I thought about it, but no easy way of defining a command that does this comes to my mind...
---
>honor scr.interactive for global graphs?
I think that it is almost guaranteed that a global graph will not fit into the terminal screen, so I agree that if scr.interactive is set we should default to the interactive view
But this is a problem regarding not only global graphs: for example there are a lot of functions which have a bb graph much bigger than the terminal window, and running `agf` prints garbage.
Another option would be checking before printing any graph in non-interactive ascii if it is bigger than the current window, and if that's the case prompt the user with a `r_cons_yesno()` asking to switch to interactive ascii. *(which already happens in some way: for example running agf on entry0 in /bin/ls prompts `Do you want to print 4433 lines? (y/N)` because the graph is huge)*
However, I have no idea if that would be easy/hard to implement.
---
**How do I propose to solve [#9716](https://github.com/radare/radare2/issues/9716)**
The problem is that agj, when provided without argument, uses core->offset as the argument, so doing `agj @ 0` is equal to doing `agj 0`.

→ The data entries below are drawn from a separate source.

PR #1098, opened 2023-09-08
Draft background: Add ability to specify timers to start app

jsparber:
This is more a proof of concept therefore it's marked as draft.

Since autostart on system start and autostarting an app in ad a specific time are closely related it makes sense for me to not introduce a new portal but add an additional feature to the `Background` portal. 

I implemented the timer backend in `xdg-dekstop-portal-gnome` using systemd user timers. (https://gitlab.gnome.org/jsparber/xdg-desktop-portal-gnome/-/commits/add_timer_background)

And in gnome clocks https://gitlab.gnome.org/jsparber/gnome-clocks/-/commits/use_background_portal

### DIFF
--- a/data/org.freedesktop.impl.portal.Background.xml
+++ b/data/org.freedesktop.impl.portal.Background.xml
@@ -103,6 +103,30 @@
     </method>
 
     <!--
+      EnableTimer:
+      @app_id: App id of the application
+      @timer: List of times the app should be started
+      @commandline: The commandline to used to start the app at the specificied time
+      @flags: Flags influencing the details of the timer
+      @result: TRUE if timer was enabled, FALSE otherwise
+
+      Enables or disables autostart for an application.
+
+      The following flags are understood:
+      <simplelist>
+        <member>1: Wake system from suspend</member>
+        <member>2: Use D-Bus activation</member>
+      </simplelist>
+    -->
+    <method name='EnableTimer'>
+      <arg type="s" name="app_id" direction="in"/>
+      <arg type="as" name="timer" direction="in"/>
+      <arg type="as" name="commandline" direction="in"/>
+      <arg type="u" name="flags" direction="in"/>
+      <arg type="b" name="result" direction="out"/>
+    </method>
+
+    <!--
       RunningApplicationsChanged:
 
       This signal gets emitted when applications change their state
--- a/src/background.c
+++ b/src/background.c
@@ -110,6 +110,12 @@ typedef enum {
   AUTOSTART_FLAGS_ACTIVATABLE = 1 << 0,
 } AutostartFlags;
 
+typedef enum {
+  TIMER_FLAGS_NONE = 0,
+  TIMER_FLAGS_ACTIVATABLE = 1 << 0,
+  TIMER_FLAGS_WAKE = 1 << 1,
+} TimerFlags;
+
 static GVariant *
 get_all_permissions (void)
 {
@@ -704,6 +710,10 @@ handle_request_background_in_thread_func (GTask *task,
   AutostartFlags autostart_flags = AUTOSTART_FLAGS_NONE;
   gboolean activatable = FALSE;
   g_auto(GStrv) commandline = NULL;
+  const char * const *run_times = { NULL };
+  gboolean wake_system = FALSE;
+  gboolean timer_enabled;
+  TimerFlags timer_flags = TIMER_FLAGS_NONE;
 
   REQUEST_AUTOLOCK (request);
 
@@ -712,9 +722,16 @@ handle_request_background_in_thread_func (GTask *task,
   g_variant_lookup (options, "autostart", "b", &autostart_requested);
   g_variant_lookup (options, "commandline", "^a&s", &autostart_exec);
   g_variant_lookup (options, "dbus-activatable", "b", &activatable);
+  g_variant_lookup (options, "timer", "^a&s", &run_times);
+  g_variant_lookup (options, "wake-system", "b", &wake_system);
 
-  if (activatable)
+  if (activatable) {
     autostart_flags |= AUTOSTART_FLAGS_ACTIVATABLE;
+    timer_flags |= TIMER_FLAGS_ACTIVATABLE;
+  }
+
+  if (wake_system)
+    timer_flags |= TIMER_FLAGS_WAKE;
 
   app_id = xdp_app_info_get_id (request->app_info);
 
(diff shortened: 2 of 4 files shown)


src/background.c
```diff
@@ -704,6 +710,10 @@ handle_request_background_in_thread_func (GTask *task,
   AutostartFlags autostart_flags = AUTOSTART_FLAGS_NONE;
   gboolean activatable = FALSE;
   g_auto(GStrv) commandline = NULL;
+  const char * const *run_times = { NULL };
```
hfiguiere, line 713:
```suggestion
  g_autofree const char * const *run_times = NULL;
```

`^a&s` return like `g_variant_get_strv()` it will leak otherwise.

razzeee:
As the context wasn't clear to me and I needed to dig a little bit.

This can be used to wake up the system and start an app with certain commands.

The example julian implemented is for gnome on mobile devices. Specifically the clocks/alarms app saving their alarms via the portal. And the system then waking and starting the app.

src/background.c
```diff
@@ -782,14 +799,16 @@ handle_request_background_in_thread_func (GTask *task,
...
 
   autostart_enabled = FALSE;
+  timer_enabled = FALSE;
 
   commandline = xdp_app_info_rewrite_commandline (request->app_info, autostart_exec,
                                                   FALSE /* don't quote escape */);
   if (commandline == NULL)
     {
-      g_debug ("Autostart not supported for: %s", app_id);
+      g_debug ("Autostart and schedualed autostart not supported for: %s", app_id);
```
razzeee, line 808:
```suggestion
      g_debug ("Autostart and scheduled autostart not supported for: %s", app_id);
```

Typo

src/background.c
```diff
@@ -873,11 +907,23 @@ validate_commandline (const char *key,
 
   return TRUE;
 }
+static gboolean
+validate_timer (const char *key,
+                      GVariant *value,
+                      GVariant *options,
+                      GError **error)
+{
+	// TODO: validate
```
razzeee, line 916: Marking this todo with a comment

data/org.freedesktop.impl.portal.Background.xml
```diff
@@ -102,6 +102,30 @@
       <arg type="b" name="result" direction="out"/>
     </method>
 
+    <!--
+      EnableTimer:
+      @app_id: App id of the application
+      @timer: List of times the app should be started
```
razzeee, line 108: I find it kind of weird, that this is a list but named with a singular. While `flags` is named plural. So I guess this should be plural too?

razzeee:
One thing I couldn't gather from this (but that might be due to me not knowing much about portals etc) is how the timers have to look, but my assumtion of that being a string might just be wrong.

Anyway, mostly I'm wondering if timezones are something this should care about.

jsparber:
> One thing I couldn't gather from this (but that might be due to me not knowing much about portals etc) is how the timers have to look, but my assumtion of that being a string might just be wrong.
> 
> Anyway, mostly I'm wondering if timezones are something this should care about.

This needs a proper format definition for the timers. I used simple systemds format which includes timezones see https://wiki.archlinux.org/title/Systemd/Timers


Thanks for the code review, but I'm looking actually more for feedback if this portal and implementation direction makes sense.

src/background.c
```diff
@@ -873,11 +907,23 @@ validate_commandline (const char *key,
 
   return TRUE;
 }
+static gboolean
```
hfiguiere, line 910: `nit
```suggestion

static gboolean
```

src/xdp-utils.c
```diff
@@ -397,8 +397,11 @@ xdp_app_info_rewrite_commandline (XdpAppInfo *app_info,
           for (i = 1; commandline[i]; i++)
             g_ptr_array_add (args, maybe_quote (commandline[i], quote_escape));
         }
-      else
+      else if (quote_escape) {
         g_ptr_array_add (args, g_shell_quote (app_info->id));
+      } else {
+        g_ptr_array_add (args, g_strdup (app_info->id));
+      }
```
hfiguiere, line 404: the indentation style doesn't match

src/background.c
```diff
@@ -782,14 +799,16 @@ handle_request_background_in_thread_func (GTask *task,
...
 
   commandline = xdp_app_info_rewrite_commandline (request->app_info, autostart_exec,
                                                   FALSE /* don't quote escape */);
   if (commandline == NULL)
     {
-      g_debug ("Autostart not supported for: %s", app_id);
+      g_debug ("Autostart and schedualed autostart not supported for: %s", app_id);
     }
-  else if (!xdp_dbus_impl_background_call_enable_autostart_sync (background_impl,
+  else {
```
hfiguiere, line 810: the indentaton style doesn't match

calebccff:
imho the design of this portal could have a huge knock-on effect for years to come as apps adopt it, I have a few concerns with the proposal here:

1. Requiring that apps provide precise times will make it impossible to later optimise them by grouping tasks together as we have no way to know how precise the specified time actually needs to be (e.g. if your email and RSS app both want to update every 30 minutes, but don't care when, we should be able to have the device wake up just once every 30 minutes to handle this rather than twice).
2. Not having a way to provide hints about what kind of work the app wants to do similarly makes future optimisation work harder to do without breaking apps.

Obviously a lot of these potential future optimisations require a lot of work across the entire userspace stack, but I think if we take some steps to set ourselves up for that it will help a lot as we move more in this direction.

Android has over a decades worth of theory-in-practise on this subject, so I think we should at the very least see what they're doing and make sure that we don't repeat the same mistakes.

The modern approach is WorkManager: https://developer.android.com/develop/background-work/background-tasks/persistent#workmanager-features

It has a lot of dynamic options for scheduling and prioritising work, as well as handling things like retrying work that failed, specifying requirements like network access, or that some tasks should only be run on unrestricted networks, or not run when on low battery, etc, etc...

The Doze overview page is also really useful here: https://developer.android.com/training/monitoring-device-state/doze-standby

If the scope of this draft PR is *just* to handle things like GNOME clocks to let them wake up the system, then I think we should be explicit in the API: it should allow scheduling one or more alarms that will wake up the device and launch the app. Apps that are not literally alarm apps should not be using this API.

If we want to handle stuff like email/rss sync, we should have an API that allows these apps to properly express their intent so that we can optimise them in the future (and be clear about what capabilities are offered, to-the-minute accuracy probably not being one of them). Otherwise we risk making it nearly impossible to design a system like Doze without breaking apps, as well as potentially ending up in a situation where your phone screen turns on every 15 minutes because the RSS reader wants to check for updates...

The Android "`setAlarmClock()`" API definitely tells a story here: https://developer.android.com/reference/android/app/AlarmManager#setAlarmClock(android.app.AlarmManager.AlarmClockInfo,%20android.app.PendingIntent)

swick:
@jsparber Are you still interested in pushing this forward?

Mikenux:
@swick: Didn't you forget https://github.com/flatpak/xdg-desktop-portal/discussions/1385 ?

@jsparber: I have a new concept (UX/UI), which can (logically) be applied generally through the use of indices (needed for the user interface and for handling exceptions related to the device state). However, the idea is recent and therefore not yet well developed, especially since I am currently writing about write access permission.

jsparber:
> @jsparber Are you still interested in pushing this forward?

I think we can close this for now, since I won't have time in the near future anyway.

When the argument is 0, it prints the json data for the graph of the functions in the whole range (graph.from, graph.to). If the range was never set by the user (that means both graph.from and graph.to are equal to `UT64_MAX`, or `0xffffffffffffffff`), it prints the json of every function in the file.
*What I think we can do:*
1. If we adopt the convention that global graphs are printed with a capital letter, then we could remove that `UT64_MAX` check: to get the global bb graph in json format, one would use `agFj`. In this way, address 0 would be a special argument only if the graph range has been set by the user.
2. Alternatively, we could change how the graph range is given by the user. We could for example use a graph range only if the user gives two arguments to a graph function, like this:`agj 0x000a00 0x000b00`. In this way, address 0 would never be a special argument, and would be always treated like any other address (imho this is more intuitive and less error prone).
<pancake >problem of using spaces to do that is that rnum_math handle spaces and "1 + 2" is a valid expression, so i would use commas or just a one word glob expression
<thestr4ng3r> I would like to fix this asap, because it is relevant for Cutter. So, which way should I fix it? Or should cyanpencil do this explicitly because it is part of gsoc?